Según consignó Ijudicial, el titular del juzgado 15 en
lo Contencioso Administrativo y Tributario de la Ciudad, Víctor Trionfetti,
resolvió hacer lugar parcialmente a la demanda por daños y perjuicios impulsada
contra el Gobierno de la Ciudad de Buenos Aires, en la causa caratulada “N. A.
M. A. Y OTROS C/ GCBA Y OTROS S/ DAÑOS Y PERJUICIOS (EXCEPTO RESP. MEDICA)”
En los fundamentos de la sentencia, el magistrado
señaló que “el frente actor está formado por una familia de personas con un
alto grado de vulnerabilidad”. También que “está probado” que, al momento de
fallecer el hijo de la pareja, “la familia vivía en la calle.”

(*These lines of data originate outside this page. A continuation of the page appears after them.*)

PR #113, opened 2021-06-05
Do not try LZ77ing DC in VarDCT mode.

veluca93:
This fixes a speed regression introduced in bdde644b9.

### DIFF
--- a/lib/jxl/enc_modular.cc
+++ b/lib/jxl/enc_modular.cc
@@ -1053,11 +1053,12 @@ Status ModularFrameEncoder::EncodeGlobalInfo(BitWriter* writer,
                             : HistogramParams::ClusteringType::kFast;
     params.ans_histogram_strategy =
         HistogramParams::ANSHistogramStrategy::kApproximate;
-    params.lz77_method = cparams.decoding_speed_tier >= 3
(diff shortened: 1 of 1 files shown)


lib/jxl/enc_modular.cc
```diff
@@ -1053,11 +1053,12 @@ Status ModularFrameEncoder::EncodeGlobalInfo(BitWriter* writer,
                             : HistogramParams::ClusteringType::kFast;
     params.ans_histogram_strategy =
         HistogramParams::ANSHistogramStrategy::kApproximate;
-    params.lz77_method = cparams.decoding_speed_tier >= 3
-                             ? (cparams.speed_tier >= SpeedTier::kFalcon
-                                    ? HistogramParams::LZ77Method::kRLE
-                                    : HistogramParams::LZ77Method::kLZ77)
-                             : HistogramParams::LZ77Method::kNone;
+    params.lz77_method =
+        cparams.decoding_speed_tier >= 3 && cparams.modular_mode
```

“Se observa que existe una situación de violación
evidente de la dignidad de las personas afectadas, también de los intereses
superiores de los niños y adolescentes, incluida la persona por nacer, todos
viviendo en condiciones de salud precarias y con un ostensible menoscabo del
derecho a la vivienda digna. Frente a ese escenario, la propuesta del Estado a
través de los funcionarios y agentes del programa Buenos Aires Presente es
definitivamente inaceptable desde el marco convencional y constitucional”, sostuvo
el titular del juzgado N° 15, señalando que el Estado ofreció a la mujer
embarazada que concurra a un parador “sólo para pernoctar”, parador que “no
logra contener a las familias biparentales” y es “exclusivo para mujeres solas
y con hijos menores de edad”.
El magistrado hizo referencia a informes del BAP sobre
contactos con la familia, en los que “se reiteran ofrecimientos de soluciones
precarias e indefinidas” centrados en la concurrencia a paradores o el
acompañamiento en la búsqueda de un hotel que reciba a los 8 miembros del grupo
familiar. “Lo que resulta inexplicable es que ante estos datos ciertos, con el
rigor del clima de esos días y con niños en situación de salud delicada (uno
recién nacido y otro con noticias de estar enfermo), el BAP, es decir, el
Estado, se limita ‘en los consecutivos días del mes’ a acompañar a la familia
hacia la búsqueda de un lugar propicio para el alojamiento” sentenció.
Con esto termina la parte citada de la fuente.